Intracranial hemorrhages account for approximately one sixth of all strokes, yet they result in disproportionately catastrophic outcome, accounting for half of stroke related deaths, disability and costs of care.  The great majority of hemorrhagic strokes consist of intracerebral hemorrhage (ICH) and intraventricular hemorrhage (IVH), that have been associated with case mortality rates exceeding 50% in community based studies, and case disability rates exceeding 80 %.  Unlike the more common ischemic strokes, for which significant therapeutic advances have been made through acute thrombolysis and several effective medical and surgical modalities for secondary stroke prevention, there is not currently a single proven treatment to prevent death or to alleviate the disability from ICH and IVH.  Our team has helped develop techniques of minimally invasive evacuation of IVH and ICH using thrombolytic aspiration and drainage, which hold great promise to change the clinical management of these devastating strokes. Dr Awad was the lead surgical investigator in the largest Phase III trials in this disease (www.cleariii.com and www.mistietrial.com), and has generated groundbreaking discoveries about the extent of blood evacuation needed to achieve the procedural benefit, and other surgical nuances, as well as the role of inflammatory response in this disease.

See Above: Novel treatment of cerebral hemorrhage by image guided placement of catheter for clot aspiration and lysis. Studies by the Awad team have demonstrated the threshold of blood removal necessary to effect clinical benefit. This now guides the standard of surgical therapy in this disease.

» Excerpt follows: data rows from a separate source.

PR #921, opened 2024-05-07
disk based chunk rollover should also have a time based limit

vthacker:
###  Summary

This is especially useful in dev where the log volume is low to have a time based rollover on top of disk size.

We see scenarios where a chunk is several hours long and during an indexer deploy messages are missing till the recovery task completes.

In a separate task we should try to write out the current chunk during an indexer deploy

### DIFF
--- a/astra/src/main/java/com/slack/astra/chunkrollover/DiskOrMessageCountBasedRolloverStrategy.java
+++ b/astra/src/main/java/com/slack/astra/chunkrollover/DiskOrMessageCountBasedRolloverStrategy.java
@@ -7,9 +7,12 @@ import com.google.common.util.concurrent.ThreadFactoryBuilder;
 import com.slack.astra.proto.config.AstraConfigs;
 import io.micrometer.core.instrument.MeterRegistry;
 import java.io.IOException;
+import java.time.Instant;
+import java.time.temporal.ChronoUnit;
 import java.util.concurrent.Executors;
 import java.util.concurrent.ScheduledExecutorService;
 import java.util.concurrent.TimeUnit;
+import java.util.concurrent.atomic.AtomicBoolean;
 import java.util.concurrent.atomic.AtomicLong;
 import java.util.concurrent.atomic.AtomicReference;
 import org.apache.lucene.index.IndexNotFoundException;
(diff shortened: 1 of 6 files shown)


config/config.yaml
```diff
@@ -3,6 +3,7 @@ nodeRoles: [${NODE_ROLES:-QUERY,INDEX,CACHE,MANAGER,RECOVERY,PREPROCESSOR}]
 indexerConfig:
   maxMessagesPerChunk: ${INDEXER_MAX_MESSAGES_PER_CHUNK:-100000}
   maxBytesPerChunk: ${INDEXER_MAX_BYTES_PER_CHUNK:-1000000}
+  maxTimePerChunkMins: ${INDEXER_MAX_TIME_PER_CHUNK_MINS:-30}
```
bryanlb, line 6: This should probably default to 60.

astra/src/main/java/com/slack/astra/chunkrollover/DiskOrMessageCountBasedRolloverStrategy.java
```diff
@@ -44,20 +47,36 @@ public class DiskOrMessageCountBasedRolloverStrategy implements ChunkRollOverStr
 
   private final AtomicReference<FSDirectory> activeChunkDirectory = new AtomicReference<>();
   private final AtomicLong approximateDirectoryBytes = new AtomicLong(0);
+  private final AtomicBoolean maxTimePerChunksMinsReached = new AtomicBoolean(false);
+  private final Instant chunkStartTime;
 
   public static DiskOrMessageCountBasedRolloverStrategy fromConfig(
```
bryanlb, line 53: We should probably (eventually?) rename this. Also I don't think the max messages rollover is helpful at all for the indexer today, so that probably could also (eventually) be removed.

bryanlb (changes requested):
Update the default value to something like 60 or 90 and this is good to go.

config/config.yaml
vthacker: done!

astra/src/main/java/com/slack/astra/chunkrollover/DiskOrMessageCountBasedRolloverStrategy.java
vthacker: makes sense. We'll do it in a followup PR

bryanlb (approved):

Complementing the laboratory studies, novel imaging in human subjects has allowed characterization of permeability, perfusion and iron content on MRI as biomarkers of CCM disease activity. These have been developed as surrogate outcomes for Phase II trials, including currently NIH funded RhoKinase inhibition trial to prevent CCM rebleeding (AT CASH EPOC clinicaltrials.gov NCT02603328) and multisite trial readiness initiatives validating these biomarkers. A more recent research thrust has focused on developing blood tests using weighted combinations of key molecules identified in our laboratory, which help diagnose, monitor and even predict brain hemorrhage. Advanced statistical methods are being developed to optimize these novel smart blood tests. These tests are undergoing validations in funded NIH research, and are being developed for ultimate clinical use.

Awad oversees a team including a senior clinical research manager, a trial nurse, imaging scientists, statisticians and several predoctoral and postdoctoral trainees who oversee these clinical biomarker studies and trials.